小学5年生の女の子(ゆうちゃん)が母親に連れられてやってきた。体調がすぐれない為施術をしてほしいという。通常は施術中、母親はそばにいて終わるのを待っている。
ところが、その子は
「ママのこと大好きだけど、出てってくれる?」
と何度も「出てって!出てって!!」と母親に懇願した。仕方なく、終わる頃迎えにくる約束をしてお母さんはその子を置いて出て行った。
驚いたのは私。何か私に打ち明けたいことがあるのだろうか?
その子の施術をしながら
「パパとママのこと好き?」と聞いてみた。
「好きだよ。」
「ママがいると言えないことがあるの?」
「うん…。」
しばらく間があって
「毎朝5時に起きて勉強してるの。」
とポツポツ話し始めた。
「すごいね〜〜」
「パパがね。ゆうちゃんは偉いね〜。朝早くから勉強していて偉いね〜。パパはゆうちゃんが早起きして勉強していることを知ってるんだよ、て毎日言うの。」
「褒められるのが嫌なの?」
「褒められちゃうと、明日もまた早起きしくちゃいけないんだ…て思うと、つらくなっちゃうの。」
「それなら、パパはゆうちゃんが早起きして勉強していることを知らない方がいいの?」
「そうじゃないんだけど…」
「知っててはほしいんだよね?その気持ち、素直にそのままお父さんとお母さんに話してみたら?」
「それは言えない…」
「どうして?」
「パパとママに心配かけちゃうもん…。」
本当の気持ちをお父さんにもお母さんにも言えなくてずっと苦しんでいた。
私がそっと抱きしめると腕の中で泣いていた。
ゆうちゃんのパパは医師。ゆうちゃんは私立の女子進学校に通っていた。パパは子どもを愛しているからこそ応援したくて伝えていた言葉。しかし、子どもにとっては重たい心の負担の言葉、プレッシャーでしかなかった。

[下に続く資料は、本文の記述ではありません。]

PR #415, opened 2023-10-26
Animation fixes

alantreadway:
Fixes:
- PieSeries radius animation - radius changes are now animated.

Bonus:
- Removes a lot of redundant radius calculations :-P

Notes:
- Pie outer-radius calculation is slightly changed - it's not clear why but the changes seem acceptable.
- Removal case for a pie segment doesn't know the radius to use, so the prior radius is used (this seems like an edge case, legend toggle works as expected).


packages/ag-charts-community/src/chart/series/polar/pieSeries.ts
```diff
@@ -1522,9 +1523,11 @@ export class PieSeries extends PolarSeries<PieNodeDatum, Sector> {
     }
 
     getDatumIdFromData(datum: any) {
-        const { calloutLabelKey, sectorLabelKey } = this;
+        const { calloutLabelKey, sectorLabelKey, legendItemKey } = this;
```
lsjroberts, line 1526: Does this conflict/supersede with the fallback to `legendItemValue` in `getDatumId()`?

lsjroberts (approved):
LGTM, with one question

packages/ag-charts-community/src/chart/series/polar/pieSeries.ts
alantreadway: Fair point - `legendItemValue`/`legendItemKey` needs to take precedence over the other options, and then `legendItemValue` is a fallback is redundant, so I've removed it.

PR #417, opened 2023-10-27
AG-9017 QA Feedback: Apply formatter cap lengths

olegat:

This joins the ErrorBarNode updateStyle and updateTranslation. The cap
length is part of the style, which unfortunately affects the translation.
In fact, the stroke width can also affect the translation by growing the
bounding box. So having separate update methods for style and translation
is no longer feasible.

Depends on PR #411


alantreadway (commented):
Feedback discussed offline.

alantreadway (approved):
LGTM

PR #420, opened 2023-10-30
Dg/update bubble docs

AG-DavidG:
Updated docs and examples for Bubble Series.

Removed defaults for cartesian axes in the comments of the options, as the defaults are theme and series specific.


alantreadway (approved):
LGTM

PR #421, opened 2023-10-30
Tooltip titles

jacobp100:
Improve type consistency for sanitizeHtml calls, ensure tooltip title is not displayed if no title is returned from the renderer fn

The issue looked to be `sanitizeHtml` always returns a string - even if the value was undefined. Later on, there was some nil-defaulting, which would not be run because the value was now an empty string in every case except the pie chart. This follows the pie chart case, where if you don't return a title, it won't render a title (so users have a mechanism to remove the title)

### DIFF
--- a/packages/ag-charts-community/src/chart/series/cartesian/areaSeries.ts
+++ b/packages/ag-charts-community/src/chart/series/cartesian/areaSeries.ts
@@ -596,7 +596,7 @@ export class AreaSeries extends CartesianSeries<
 
         const xString = xAxis.formatDatum(xValue);
         const yString = yAxis.formatDatum(yValue);
-        const title = yName != null ? sanitizeHtml(yName) : undefined;
+        const title = sanitizeHtml(yName);
         const content = sanitizeHtml(xString + ': ' + yString);
 
         const baseStyle = mergeDefaults({ fill: this.fill }, marker.getStyle(), {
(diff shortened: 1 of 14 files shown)


packages/ag-charts-community/src/chart/series/cartesian/areaSeries.ts
```diff
@@ -596,7 +596,7 @@ export class AreaSeries extends CartesianSeries<
 
         const xString = xAxis.formatDatum(xValue);
         const yString = yAxis.formatDatum(yValue);
-        const title = sanitizeHtml(yName);
+        const title = yName != null ? sanitizeHtml(yName) : undefined;
```
alantreadway: Nit: Just wondering if we should change `sanitizeHtml()` to return `undefined` if it's input is `undefined`, since it looks like the majority of uses are guarding against this - so it might be cleaner overall?

alantreadway: You could probably change the signature of `sanitizeHtml()` using conditional return types to help flush out any issues with that change? E.g.:

```
export function sanitizeHtml<T extends string | undefined>(text: T): T extends undefined ? undefined : string {
```

alantreadway (approved):
LGTM - feel free to merge once `latest` is green.

PR #427, opened 2023-10-31
AG-8648 Add module conflicts handling for zoom and navigator

lsjroberts:
https://ag-grid.atlassian.net/browse/AG-8648


alantreadway (approved):
LGTM - the approach makes sense, just to confirm that this is in alignment with David + Robs thinking?

PR #963, opened 2024-02-07
AG-10409 TooltipManager cleanup

olegat:

Avoid caching event objects in `Chart` and `TooltipMeta`. The only things that's need is `offsetX` and `offsetY`


alantreadway (approved):
LGTM

PR #974, opened 2024-02-09
AG-10614 Move minichart to enterprise module

jacobp100:
https://ag-grid.atlassian.net/browse/AG-10614


packages/ag-charts-community/src/chart/chart.ts
```diff
@@ -1435,10 +1435,13 @@ export abstract class Chart extends Observable implements AgChartInstance {
             this.zoomManager.updateZoom();
         }
 
-        const miniChartInstance = navigatorModule?.miniChartInstance;
-        if (miniChartInstance != null) {
-            const seriesStatus = this.applySeries(miniChartInstance, processedOptions);
-            this.applyAxes(miniChartInstance, processedOptions, seriesStatus);
+        const navigator = this.modules.get('navigator') as any;
```
iMoses: notice you already have the `navigatorModule` 8 lines up.

jacobp100: Updated

packages/ag-charts-community/src/chart/factory/expectedEnterpriseModules.ts
```diff
@@ -26,6 +26,7 @@ export const EXPECTED_ENTERPRISE_MODULES: EnterpriseModuleStub[] = [
         chartTypes: ['cartesian', 'polar', 'hierarchy'],
         identifier: 'gradient',
     },
+    { type: 'root', optionsKey: 'miniChart', chartTypes: ['cartesian'], identifier: 'mini-chart' },
```
alantreadway: Nit: Drop `identifier`, it's mostly for series and axes cases where a `type` discriminator is involved (see other `'root'` cases above where we don't specify this too).

alantreadway: I'm debating if we should add a `type: 'navigator'` case, as this isn't technically an (options) root module - could we do that relatively easily?

alantreadway (approved):
LGTM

また、パパの心のどこかに「褒める」ことによって子どもをコントロール(早起き勉強の継続)しようとしていた気持ちがあったようにも思う。
ゆうちゃんの自主性に任せていたら、彼女は苦しむことなく毎朝早起き勉強を続けられたことだろう。
上記はアドラーがしてはならないという「褒め方」の一つの例と思う。
親子でさえ、
自分では「善」の行いも
子どもにとっては「悪」になることもある。